NHD supports hydrologic modeling for flood forecasting used by the National Weather Service and the Federal Emergency Management Agency, water-quality assessment projects coordinated with the Environmental Protection Agency and state environmental agencies, and habitat mapping for the United States Fish and Wildlife Service and the National Marine Fisheries Service. Researchers at institutions including Cornell University, University of Washington, Colorado State University, and Johns Hopkins University utilize NHD within workflows that integrate remote sensing from the National Aeronautics and Space Administration, climate projections from the Intergovernmental Panel on Climate Change, and land-use scenarios from the United Nations Environment Programme. Urban planners at the Department of Transportation, conservationists working with The Nature Conservancy, and utilities such as the Tennessee Valley Authority rely on NHD-derived network data for infrastructure siting, watershed restoration, and reservoir operation. NHD underlies decision-support tools used by the World Resources Institute, the Environmental Defense Fund, and international partners like Natural Resources Canada.
NHD is distributed by the United States Geological Survey via The National Map, with downloads, web services, and API access compatible with GIS clients from Esri, QGIS, and GeoServer. Data delivery formats include shapefile, File Geodatabase, and web feature services that permit integration with cloud platforms from Amazon Web Services, Google Cloud Platform, and Microsoft Azure used by research centers such as the National Center for Atmospheric Research and Lawrence Berkeley National Laboratory. State and local agencies, tribal governments, academia, and private-sector firms obtain NHD through repository systems employed by the United States Geological Survey, the National Science Foundation-funded data facilities, and catalogues like Data.gov and the National Geospatial-Intelligence Agency archives.

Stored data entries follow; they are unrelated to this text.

PR #1071, opened 2015-07-15
Feature/970 create entity

kzangeli:
Implementation of POST /v2/entities (issue #970)

Also, new JSON parser, introducing 'json types' (String, Boolean and Number).
Lots and lots of changes ...

LM_Ms for Compounds (very complex changes) still in the code. The idea is to maintain these LM_Ms until the compounds are 100% verified to work. Removing them is a simple task and can be done in a future PR.

8 functests to verify the operation, but more to be implemented.

PR #1074, opened 2015-07-16
Added the CMakeLists.txt to jsonParseV2

kzangeli:
Added a missing file to last PR (#1071)

### DIFF
--- a/src/lib/jsonParseV2/CMakeLists.txt
+++ b/src/lib/jsonParseV2/CMakeLists.txt
@@ -43,7 +43,6 @@ SET (HEADERS
 # Include directories
 # -----------------------------------------------------------------
 include_directories("${PROJECT_SOURCE_DIR}/src/lib")
-include_directories("/opt/rapidjson/rapidjson-1.0.2/include")
 
 # Library declaration
 # -----------------------------------------------------------------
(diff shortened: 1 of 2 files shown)


src/lib/jsonParseV2/CMakeLists.txt
```diff
@@ -0,0 +1,50 @@
...
+    parseMetadata.h
+    jsonParseTypeNames.h
+)
+
+
+
+# Include directories
+# -----------------------------------------------------------------
+include_directories("${PROJECT_SOURCE_DIR}/src/lib")
+include_directories("/opt/rapidjson/rapidjson-1.0.2/include")
```
fgalan: This is very environment specific... The usual place of installing libraries is `/usr/lib` and `/usr/local/lib`.

kzangeli: That could be discussed.
/usr/lib should never be used.
/usr/local/lib was invented many years ago when hard disks were expensive and we had NFS mounted operating system (if the disk server didn't answer (mounted on /usr/lib), then the local HD was used as backup, in /usr/local/lib).

Libraries that you add manually to your system should be put in /opt (that way (and if you have /opt as a partition) you can replace the whole linux distro without having to touch what you installed by hand).

This is my opinion, it is no absolute truth ...

kzangeli: Fixed in 9dfe6e3

fgalan:
LGTM

Issue #1158, opened 2015-08-12
POST /v2/entities must return error if the entity to create already exists


fgalan:
It would return the following error:

HTTP status code: 422 Unprocessable Entity
Payload:

```
{
   "error": "AlreadyExists",
   "description": "Entity already exists"
}
```

fortizc:
I send a pull request but it haven an error because my code broke the "update or append entity atribute". The main problem is know when is a update or an append. Any ideas?

fortizc:
I found a way to check when a operation is an "entity creation" or an "update or append entity atribute" if we check the uriParams map, when is a "update or append entity atribute" it have a "op" key, because in this operation some options can be added.

fortizc:
what if we move buildGeneralErrorResponse() method from MongoCommonUpdate.cpp to mongoUpdateContext.cpp and we catch all exceptions in mongoUpdateContext() ??

fgalan:
> what if we move buildGeneralErrorResponse() method from MongoCommonUpdate.cpp to mongoUpdateContext.cpp and we catch all exceptions in mongoUpdateContext() ?? 

Let's consider that, but please create a new issue to discuss about it (note that the present issue is about AlreadyExists error and it is better to keep independent topics in independent issues).

fgalan:
Fixed in PR https://github.com/telefonicaid/fiware-orion/pull/1295. @iariasleon please have a look and close if if you find it ok.

iariasleon:
LGTM
tested with:
 - only id, 
 - id and type,
 - id, type and service_path
```
http code: 422
{
    "error":"InvalidModification",
    "description":"Entity already exists"
}
```

PR #1193, opened 2015-08-27
Replace previous pull request. This is a better fix to issue #1158

fortizc:


src/lib/mongoBackend/MongoCommonUpdate.cpp
```diff
@@ -2310,6 +2310,26 @@ void processContextElement
                     getEntitiesCollectionName(tenant).c_str(),
                     query.toString().c_str()));
 
+    std::map<std::string, std::string>::iterator it = uriParams.find("op");
```
fgalan: Have you tried `make unit_test` in this branch? I'm getting a segfault in mongoNotifyContextRequest.Ent1Attr1 (but it could be a false positive, which only happens in my system...).

In addition to `make unit_test`, `make functional_test` is also needed as "regression" in order to check that at PR is not breaking any existing functionality (this is standard Orion way-of-working, don't worry, it's easy to learn :)

src/lib/mongoBackend/MongoCommonUpdate.cpp
```diff
@@ -2310,6 +2310,26 @@ void processContextElement
...
+
+    // if is an append and uri has not possibility of options
+    if (strcasecmp(action.c_str(), "append") == 0 && it == uriParams.end())
+    {
+        EntityIdVector vec;
```
fgalan: Orion code style uses 2 whitespace for indentation. It seems (not fully sure, as github diff view is not always shows things correctly) that you are using 4 in this block.

src/lib/mongoBackend/MongoCommonUpdate.cpp
```diff
@@ -2310,6 +2310,26 @@ void processContextElement
...
+        vec.push_back(enP);
+
+        AttributeList attList;
+        Restriction res;
+        ContextElementResponseVector rsp;
+        std::string err;
+        entitiesQuery(vec, attList, res, &rsp, &err, true, tenant, servicePathV);
```
fgalan: entityQuery() is a "heavy" operation at it involves an extra query to the DB each time an entity is going to be created. It would be great to detect the situation at DB insert time, i.e. if the the document to be inserted already exists then return the error at that point. Maybe Mongo operations parameter allow to do something like that... I'm not sure right now.

src/lib/mongoBackend/MongoCommonUpdate.cpp
```diff
@@ -2310,6 +2310,26 @@ void processContextElement
...
+
+        if (rsp.size() && !rsp.get(0)->prune)
+        {
+            throw OrionCreateException("Entity already exists");
```
fgalan: I like the idea of using exception to progress error conditions on the code, it uses to lead to a more readable code. Maybe we should start using something like this at least at mongoBackend module.

src/lib/mongoBackend/MongoCommonUpdate.cpp
```diff
@@ -2310,6 +2310,26 @@ void processContextElement
                     getEntitiesCollectionName(tenant).c_str(),
                     query.toString().c_str()));
 
+    std::map<std::string, std::string>::iterator it = uriParams.find("op");
+
+    // if is an append and uri has not possibility of options
+    if (strcasecmp(action.c_str(), "append") == 0 && it == uriParams.end())
```
fgalan: The "semantics" used by the mongoBackend module are APPEND and APPEND_ONLY (the op=append is only used in the serviceRoutine layer which invokese mongoBackend, i.e. if the cliente resquest uses op=append, then serviceRoutings translate it to APPEND_ONLY before invoking mongoBackend).

Thus, probably this statement could be simplified to:

```
if (strcasecmp(action.c_str(), "append_strict"))
```

and the `it` variable is not actually needed.

src/lib/serviceRoutinesV2/postEntities.cpp
```diff
@@ -78,10 +79,20 @@ std::string postEntities
     ciP->httpHeaderValue.push_back(location);
     ciP->httpStatusCode = SccCreated;
   }
+  else
+  {
+    OrionError oe;
+    oe.code = ciP->httpStatusCode;
+    oe.reasonPhrase = "AlreadyExists";
+    oe.details = "An entity with the same id and type "
+                 "already exists. You can use POST /entities/{entityId} "
```
fgalan: Although this is the text that appear #1158, thinking a little bit on it, it could be missleanding as:

* The operation causing the problem could not include a type (i.e. only including id)"
* It is not fully cleear if the suggested "POST /entities/{entityId}" could include URI params and, in that case, if the user includes `op=append", the problem happens again.

Thus, maybe is better to use jsut:

```
oe.details = "Entity already exists"
```

(I will update #1158)

src/lib/serviceRoutinesV2/postEntities.cpp
```diff
@@ -78,10 +79,20 @@ std::string postEntities
     ciP->httpHeaderValue.push_back(location);
     ciP->httpStatusCode = SccCreated;
   }
+  else
+  {
+    OrionError oe;
+    oe.code = ciP->httpStatusCode;
+    oe.reasonPhrase = "AlreadyExists";
```
fgalan: The "Error response" section in doc/apiary/v2/fiware-ngsiv2-reference.apib document should be edited to add this new error to the list.

src/lib/serviceRoutinesV2/postEntities.cpp
```diff
@@ -78,10 +79,20 @@ std::string postEntities
     ciP->httpHeaderValue.push_back(location);
     ciP->httpStatusCode = SccCreated;
   }
+  else
```
fgalan: Maybe is safer to check the error condition instead of indiscrimined `else`. I mean:

```
else if ((ciP->httpStatusCode == SccUnprocessableEntity    )
```

src/lib/mongoBackend/MongoCommonUpdate.cpp
fgalan: After thinking on this a little bit, actually it should be an excesive overhead, as this check is only triggered when ?op=append / APPEND_STRICT is used, which I supposed will not be very often.

Thus, I think we can progress this PR with the current strategy. Improving that has been deferred to a tech debt issue (https://github.com/telefonicaid/fiware-orion/issues/1207).

NTC (=Nothing To Change, regarding this comment thread).

src/lib/mongoBackend/mongoUpdateContext.cpp
```diff
@@ -67,25 +67,33 @@ HttpStatusCode mongoUpdateContext
...
+              error gets "encapsulated" in the StatusCode of the corresponding ContextElementResponse and we
+              consider the overall mongoUpdateContext() as OK. */
+            responseP->errorCode.fill(SccOk);
         }
-
-        /* Note that although individual processContextElements() invocations return ConnectionError, this
-           error gets "encapsulated" in the StatusCode of the corresponding ContextElementResponse and we
-           consider the overall mongoUpdateContext() as OK. */
-        responseP->errorCode.fill(SccOk);
-    }
```
kzangeli: No changes in this block except indentation, right?
The indentation was ok before, not now ...

src/lib/mongoBackend/MongoCommonUpdate.cpp
kzangeli: Not that I am especially *against* exceptions, even though it is an extremely complicated method to simply return an error code, but in the source code of the broker we don't throw exceptions. We do catch them, as we have no other choice as e.g. the mongo client library throws exceptions.

The source code of orion uses return values and checks for the return value after each call - the simpler and faster 'C method' ...

You will soon understand that the broker is implemented in C, with very few features from C++.
In my personal opinion, the less C++, the better ...

I would prefer to uniformally keep using return values and avoid throwing exceptions.
Later we can discuss and perhaps change this choice of implementation method but until then ...

fgalan: @kzangeli is right, please ignore my first comment in this thread... Using exception would be a global change, so it is better to keep using return values.

fgalan:
Surpassed by PR https://github.com/telefonicaid/fiware-orion/pull/1295. Closing.

PR #1201, opened 2015-09-01
New dockerfile

LeandroGuillen:
This dockerfile generates an image about 270MB in size, about the same as the one created from an RPM installation -> Success!


fgalan:
LGTM

PR #1205, opened 2015-09-02
FIX docker compose scripts resersing mongo/orion startup order 

fgalan:
And adding the --smallfiles option (as comment)


LeandroGuillen:
I went through with the process and found a mistake carried from my previous change to the dockerfile. It was fixed and now everything works.

LGTM.

PR #1211, opened 2015-09-08
FIX CB crashes when DB stops due to cache refresh

### LINKED ISSUE #1210: [BUG] if mongo is restarted, Context Broker is stopped
### Options used

 `BROKER_EXTRA_OPS="-multiservice -t 0-255"` - with these options CB is stopped

 `BROKER_EXTRA_OPS="-multiservice -t 0-255 -subCacheIval 0"` - with these options CB is not stopped

fgalan:
Fixes #1210.

CNR entry not needed, as the fix is on functionality developed in the current version (subscriptions cache).

Manually tested.

### DIFF
--- a/src/lib/mongoBackend/MongoGlobal.cpp
+++ b/src/lib/mongoBackend/MongoGlobal.cpp
@@ -270,29 +270,50 @@ extern void setDbPrefix(std::string _dbPrefix)
 *
 * getOrionDatabases -
 */
-extern void getOrionDatabases(std::vector<std::string>& dbs)
+extern bool getOrionDatabases(std::vector<std::string>& dbs)
 {
   BSONObj       result;
   DBClientBase* connection = getMongoConnection();
 
-  connection->runCommand("admin", BSON("listDatabases" << 1), result);
-  releaseMongoConnection(connection);
-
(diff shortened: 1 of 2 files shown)


src/lib/mongoBackend/MongoGlobal.cpp
```diff
@@ -270,29 +270,50 @@ extern void setDbPrefix(std::string _dbPrefix)
 *
 * getOrionDatabases -
 */
-extern void getOrionDatabases(std::vector<std::string>& dbs)
+extern bool getOrionDatabases(std::vector<std::string>& dbs)
```
LeandroGuillen: Is this function never called anywhere? Because it may need checking whether the return value is true.

fgalan: The function is called from contextBrokerInit(), mongoInit() and subscriptionCache::fillFromDb(). None of that places check the return value, but anyway I think that from a logical point of view it is better is getOrionDatabase() signales sucess/failure on DB operation. Currently we are not using that information, but we may use in the future (e.g. to log error at a higher level).

LeandroGuillen:
LGTM

PR #1218, opened 2015-09-10
Remove manual parameter description to enable migration to FABRE Part I

jmcanterafonseca:


jmcanterafonseca:
WIP please do not review yet

doc/apiary/v2/fiware-ngsiv2-reference.apib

Limitations of the NHD include variable resolution between high-resolution and medium-resolution products, temporal lag in updates across jurisdictions such as states and tribal lands, and inconsistencies arising from source map scales and legacy digitization practices used by agencies like the United States Geological Survey and state mapping programs. Quality assurance is implemented through automated topology checks, peer review by state data stewards, and validation studies published in literature by the American Water Resources Association, the Water Environment Federation, and academic journals at institutions including Oregon State University and University of Florida. Users should consider uncertainty reported by the United States Geological Survey, compare NHD flowlines with in situ gauge networks managed by the United States Geological Survey Water Resources Division and the National Oceanic and Atmospheric Administration, and corroborate attributes with state environmental agencies and the Geographic Names Information System.